In his statement about opting out of the unemployment assistance program, Abbott said the state should help unemployed Texans get jobs rather than paying unemployment benefits.
According to the Texas Workforce Commission, there were nearly 60% more jobs open in Texas in May than there were in February 2020, the month before the pandemic hit Texas.
“The Texas economy is booming, and employers are hiring,” Abbott said May 17. “The number of job openings in Texas is almost identical to the number of Texans who are receiving unemployment benefits.
However, Lewis likened cutting off federal benefits to “shooting yourself in the foot.”
“It doesn’t serve the Texas economy to force people into lower-paying jobs than what they were earning before,” he said.
Lewis said a lack of affordable child care and matching skill sets as well as inadequate wages are all barriers to entering the workforce. Texas’ minimum wage has remained at $7.25 since at least 2010 despite the national average growing from $7.41 to $9.21, according to the Labor Law Center.
Sandy Barton, president of the Greater Magnolia Parkway Chamber of Commerce, said finding child care in Magnolia has been a challenge for residents, following a wave of closures stemming from the pandemic.

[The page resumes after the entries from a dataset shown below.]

PR #21540, opened 2021-11-19
[OpenSSL] Allow customization of openssldir

lstipakov:
OpenSSL searches for config file in openssldir at runtime. By default
openssldir is set to current build directory.

When an app, which uses vcpkg for building dependencies, is
distributed to another machine, searching for openssl config
in build directory on build machine doesn't make much sense.

This enables OpenSSL port users to customize this directory
with custom triplet, for example:

    set(OPENSSL_OPENSSLDIR "c:\\Program Files\\SSL")

In this case config is searched in directory which is not writable
by default.

Since vcpkg utilizes install_ssldirs target to copy config etc
to abovementioned directory, a build may fail if a directory is
read-only. To fix that, add OPENSSL_NO_INSTALL_SSLDIRS
boolean flag which makes vcpkg skip install_ssldirs target:

  set(OPENSSL_NO_INSTALL_SSLDIRS ON)

Signed-off-by: Lev Stipakov <lev@openvpn.net>

- #### What does your PR fix?  
  See commit message above.

  Windows triplets are affected. No, haven't updated CI baseline.

  Yes

  Yes

### DIFF
--- a/ports/openssl/vcpkg.json
+++ b/ports/openssl/vcpkg.json
@@ -1,7 +1,7 @@
 {
   "name": "openssl",
   "version-string": "1.1.1l",
-  "port-version": 4,
+  "port-version": 5,
   "description": "OpenSSL is an open source project that provides a robust, commercial-grade, and full-featured toolkit for the Transport Layer Security (TLS) and Secure Sockets Layer (SSL) protocols. It is also a general-purpose cryptography library.",
   "homepage": "https://www.openssl.org"
 }
--- a/ports/openssl/vcpkg.json
+++ b/ports/openssl/vcpkg.json
@@ -1,7 +1,7 @@
 {
   "name": "openssl",
   "version-string": "1.1.1l",
-  "port-version": 3,
+  "port-version": 4,
   "description": "OpenSSL is an open source project that provides a robust, commercial-grade, and full-featured toolkit for the Transport Layer Security (TLS) and Secure Sockets Layer (SSL) protocols. It is also a general-purpose cryptography library.",
   "homepage": "https://www.openssl.org"
 }
--- a/ports/openssl/windows/portfile.cmake
+++ b/ports/openssl/windows/portfile.cmake
@@ -52,6 +52,11 @@ set(OPENSSL_MAKEFILE "makefile")
 file(REMOVE_RECURSE "${CURRENT_BUILDTREES_DIR}/${TARGET_TRIPLET}-rel"
                     "${CURRENT_BUILDTREES_DIR}/${TARGET_TRIPLET}-dbg")
 
+set(OPENSSL_INSTALL_TARGETS install_sw)
+if(NOT DEFINED OPENSSL_NO_INSTALL_SSLDIRS)
+    set(OPENSSL_INSTALL_TARGETS ${OPENSSL_INSTALL_TARGETS} install_ssldirs)
+endif()
+
 if(NOT DEFINED VCPKG_BUILD_TYPE OR VCPKG_BUILD_TYPE STREQUAL "release")
 
     # Copy openssl sources.
@@ -63,11 +68,15 @@ if(NOT DEFINED VCPKG_BUILD_TYPE OR VCPKG_BUILD_TYPE STREQUAL "release")
     message(STATUS "Copying openssl release source files... done")
     set(SOURCE_PATH_RELEASE "${CURRENT_BUILDTREES_DIR}/${TARGET_TRIPLET}-rel")
 
-    set(OPENSSLDIR_RELEASE ${CURRENT_PACKAGES_DIR})
+    if (DEFINED OPENSSL_OPENSSLDIR)
+        set(OPENSSLDIR_RELEASE ${OPENSSL_OPENSSLDIR})
+    else()
+        set(OPENSSLDIR_RELEASE ${CURRENT_PACKAGES_DIR})
+    endif()
 
     message(STATUS "Configure ${TARGET_TRIPLET}-rel")
     vcpkg_execute_required_process(
-        COMMAND ${CONFIGURE_COMMAND} ${OPENSSL_ARCH} "--prefix=${OPENSSLDIR_RELEASE}" "--openssldir=${OPENSSLDIR_RELEASE}" -FS
+        COMMAND ${CONFIGURE_COMMAND} ${OPENSSL_ARCH} "--prefix=${CURRENT_PACKAGES_DIR}" "--openssldir=${OPENSSLDIR_RELEASE}" -FS
         WORKING_DIRECTORY ${SOURCE_PATH_RELEASE}
         LOGNAME configure-perl-${TARGET_TRIPLET}-rel
     )
@@ -84,7 +93,7 @@ if(NOT DEFINED VCPKG_BUILD_TYPE OR VCPKG_BUILD_TYPE STREQUAL "release")
         ERROR_FILE ${CURRENT_BUILDTREES_DIR}/build-${TARGET_TRIPLET}-rel-0-err.log
     )
     vcpkg_execute_required_process(
-        COMMAND nmake -f ${OPENSSL_MAKEFILE} install_sw install_ssldirs
+        COMMAND nmake -f ${OPENSSL_MAKEFILE} ${OPENSSL_INSTALL_TARGETS}
         WORKING_DIRECTORY ${SOURCE_PATH_RELEASE}
         LOGNAME build-${TARGET_TRIPLET}-rel-1)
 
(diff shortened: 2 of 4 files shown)


Neumann-A:
This PR is invalid. Use a port overlay for this case? Other question: Is there a absolute path in `openssl.cnf` which should be relativ?

lstipakov:
> This PR is invalid

I am sorry, could you be more specific?

> Use a port overlay for this case?

I think the current behavior, when openssl.cnf is hardcoded to a vcpkg path on a build machine, is wrong. How it is supposed to work when software is used on other machines? I can surely use the port overlay, but I believe this patch will benefit many users of this port. 

> Other question: Is there a absolute path in `openssl.cnf` which should be relativ?

I checked openssl.cnf which comes from openssl and I don't see any absolute paths.

Neumann-A:
> I am sorry, could you be more specific?

By setting `set(OPENSSL_OPENSSLDIR "c:\\Program Files\\SSL")` you seem to be wanting an empty openssl port with an external ssl library. This makes this PR invalid.

> searching for openssl config in build directory on build machine doesn't make much sense.

the search should happen within the relativ install try of vcpkg or alongside the application you plan to deploy. Not some random hardcoded `c:\\Program Files\\SSL`

cron2:
Hi,

On Fri, Nov 19, 2021 at 08:22:33AM -0800, Alexander Neumann wrote:
> > I am sorry, could you be more specific?
> 
> By setting `set(OPENSSL_OPENSSLDIR "c:\\Program Files\\SSL")` you seem to be wanting an empty openssl port with an external ssl library. This makes this PR invalid.

The goal is to make the OpenSSL *config* directory point to a location
where it can then be used on the target machine for an openssl.cnf.

In our case, this would be part of the OpenVPN tree.

Right now, the OpenSSL libraries built search their openssl.cnf in 
the directory that was used to build OpenSSL on the build machine - which
is not useful in any way.

> > searching for openssl config in build directory on build machine doesn't make much sense.
> 
> the search should happen within the relativ install try of vcpkg or alongside the application you plan to deploy. Not some random hardcoded `c:\\Program Files\\SSL`

Your current port has it hardcoded in the build directory, which is
what I'd call "a random hardcoded directory".

This PR makes the target location more flexible.

(For us, this would be c:\\program files\openvpn\ssl or something
under our control)

gert


-- 
"If was one thing all people took for granted, was conviction that if you 
 feed honest figures into a computer, honest figures come out. Never doubted 
 it myself till I met a computer with a sense of humor."
                             Robert A. Heinlein, The Moon is a Harsh Mistress

Gert Doering - Munich, Germany                             ***@***.***

Neumann-A:
> Your current port has it hardcoded in the build directory, which is
what I'd call "a random hardcoded directory".
> This PR makes the target location more flexible.

The PR should focus on making the search location for `openssl.cnf` relativ to the executable/dll and not focus on making it more "flexible" by encoding a different hardcoded path ;)

lstipakov:
If I read the code right, this PR sets search location for openssl.cnf to whatever value user has passed via OPENSSL_OPENSSLDIR. No?

Lähetetty iPhonesta

lstipakov:
I have added a commit to also customize ENGINESDIR. I hope commit message explains rationale reasonably.

cron2:
Hi,

On Fri, Nov 19, 2021 at 12:39:40PM -0800, Alexander Neumann wrote:
> > Your current port has it hardcoded in the build directory, which is
> what I'd call "a random hardcoded directory".
> > This PR makes the target location more flexible.
> 
> The PR should focus on making the search location for `openssl.cnf` relativ to the executable/dll and not focus on making it more "flexible" by encoding a different hardcoded path ;)

This is not something OpenSSL supports "as is", so would be a much
more intrusive patch into OpenSSL code.

I see this PR as an improvement - from "path is not usable for anything"
to "possibly useful in the context of the project building this port"
(so it's not "arbitrarily hardcoded" but "the calling project can specify
what will be compiled-in").

Of course, relative to the final install directory, or even using
windows config mechanisms (%USERPROFILE%), would be even better - but
much more work.  Can we agree on doing a slight improvement as a first
step?

gert

-- 
"If was one thing all people took for granted, was conviction that if you 
 feed honest figures into a computer, honest figures come out. Never doubted 
 it myself till I met a computer with a sense of humor."
                             Robert A. Heinlein, The Moon is a Harsh Mistress

Gert Doering - Munich, Germany                             ***@***.***

Neumann-A:
What about?
```
    if ((t = getenv("OPENSSL_CONF")) != NULL)
        return OPENSSL_strdup(t);
```
so setting the environment variable `OPENSSL_CONF` should achieve the same as this PR. It is also probably that setting OPENSSLDIR to some relativ path would also work.

cron2:
Hi,

On Mon, Nov 22, 2021 at 10:39:25AM -0800, Alexander Neumann wrote:
> What about?
> ```
>     if ((t = getenv("OPENSSL_CONF")) != NULL)
>         return OPENSSL_strdup(t);
> ```
> so setting the environment variable `OPENSSL_CONF` should achieve the 
> same as this PR. 

But the port would still try to access a default location that does not
make sense for anyone - and it would require that all packages *using*
the port would install mechanisms to setup environment variables correctly,
which is not straightforward for a windows service, for example...

> It is also probably that setting OPENSSLDIR to some relativ path would also work. 

Provided the current working directory is set reasonably, which is 
unlikely to be guaranteed in every case - possibly creating a security
issue again.

gert

-- 
"If was one thing all people took for granted, was conviction that if you 
 feed honest figures into a computer, honest figures come out. Never doubted 
 it myself till I met a computer with a sense of humor."
                             Robert A. Heinlein, The Moon is a Harsh Mistress

Gert Doering - Munich, Germany                             ***@***.***

Neumann-A:
> But the port would still try to access a default location that does not
make sense for anyone 

Why would it try to access the defaults? All defaults can be set via environment variable (SSL_CERT_DIR; SSL_CERT_FILE).
I don't see how assuming `c:\\Program Files\\SSL` as the default is more correct than CWD.

lstipakov:
But C:\Program Files\SSL is not hardcoded anywhere, it is up to port users to define this path via overlay triplet. As a port user I could use something like C:\Program Files\My Software\SSL to make sure unprivileged users won’t be able to alter the behavior of my software which uses OpenSSL port. 

Lähetetty iPhonesta

Neumann-A:
> C:\Program Files\My Software\SSL to make sure unprivileged users won’t be able to alter the behavior of my software which uses OpenSSL port.

And that is where you are wrong. Setting the environment variables will always overwrite your setting. Also what happens if the software is installed to a custom path instead of the default one?

cron2:
Hi,

On Mon, Nov 22, 2021 at 11:00:03AM -0800, Alexander Neumann wrote:
> > But the port would still try to access a default location that does not
> > make sense for anyone 
> 
> Why would it try to access the defaults? 

Because that's what OpenSSL does - it tries to read the config file from
the compiled in default location.  Not my code, not my decisions, it's
just the way that it is.

> All defaults can be set via environment variable (SSL_CERT_DIR; SSL_CERT_FILE).

Yes, this I already acknowledged.  But this takes care and extra code
to get right, especially when running as a windows service.

> I don't see how assuming `c:\\Program Files\\SSL` as the default is more correct than CWD. 

CWD is never correct for security sensitive files.

Note that I'm not talking about "c:\\program files\\ssl" but specifically
about "c:\\program files\\openvpn\\ssl" which is exactly where we need
this to be - and since the PR adds this as a compile-time option, every
other program can have this wherever that other program needs it to be.

vcpkg stuff is not installed independently of the program it's compiled
with, so it needs to work for the software reloying on the port - no?

gert
-- 
"If was one thing all people took for granted, was conviction that if you 
 feed honest figures into a computer, honest figures come out. Never doubted 
 it myself till I met a computer with a sense of humor."
                             Robert A. Heinlein, The Moon is a Harsh Mistress

Gert Doering - Munich, Germany                             ***@***.***

selvanair:
> > C:\Program Files\My Software\SSL to make sure unprivileged users won’t be able to alter the behavior of my software which uses OpenSSL port.
> 
> And that is where you are wrong. Setting the environment variables will always overwrite your setting. Also what happens if the software is installed to a custom path instead of the default one?

Sounds like the objective of setting the default config path to a read-only location is misunderstood. When the default path points to a location accessible to anyone, user A running a program linked to OpenSSL can be attacked by user B by adding  a config file and that could force-load malicious dlls into the process. Unless user A ensures that an env var named `OPENSSL_CONF` is set to point to a location that other users cannot write to. Not all applications do this, its beyond a casual user to do this, and this has been the subject of some CVE's in the past. Someone even went ahead and wrote a script to check OpenSSL libraries with vulnerable `openssldir` (https://github.com/mirchr/openssldir_check)

In short, setting `openssldir` to a location potentially writable by "users" is wrong. For packaging purposes you can relocate it to any convenient location, but the path built-in to the library must remain read-only for unprivileged users on the target machine.

Of course, the user can over-ride the hard-coded path using env vars, and that is perfectly fine and safe. Its unfortunate that OpenSSL developers decided to use a hard-coded path in the first place, instead of defaulting to the location of the dll or refusing to load the config without an explicit instruction with an absolute path or some such. But that's beyond our control.

Setting the default location to a read-only  directory like "C:\Windows\system32\ssl" protects all users of the library from such attacks. This PR does exactly that by making the openssldir location configurable during build.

“The cost of day care has increased so much that a lot of these people cannot afford to put two children in day care and go to work. That’s going to cause a real strain on the growth of our economy,” Barton said. “I think that all of us as small business employers are going to be challenged to find new ways to engage, attract and retain employees into the future. ... While I understand that some people who will lose the additional federal subsidy ... are going to be hard hit, ... we need those workers in the workforce in order to keep our small businesses running.”
Brooke Ontiveros contributed to this report.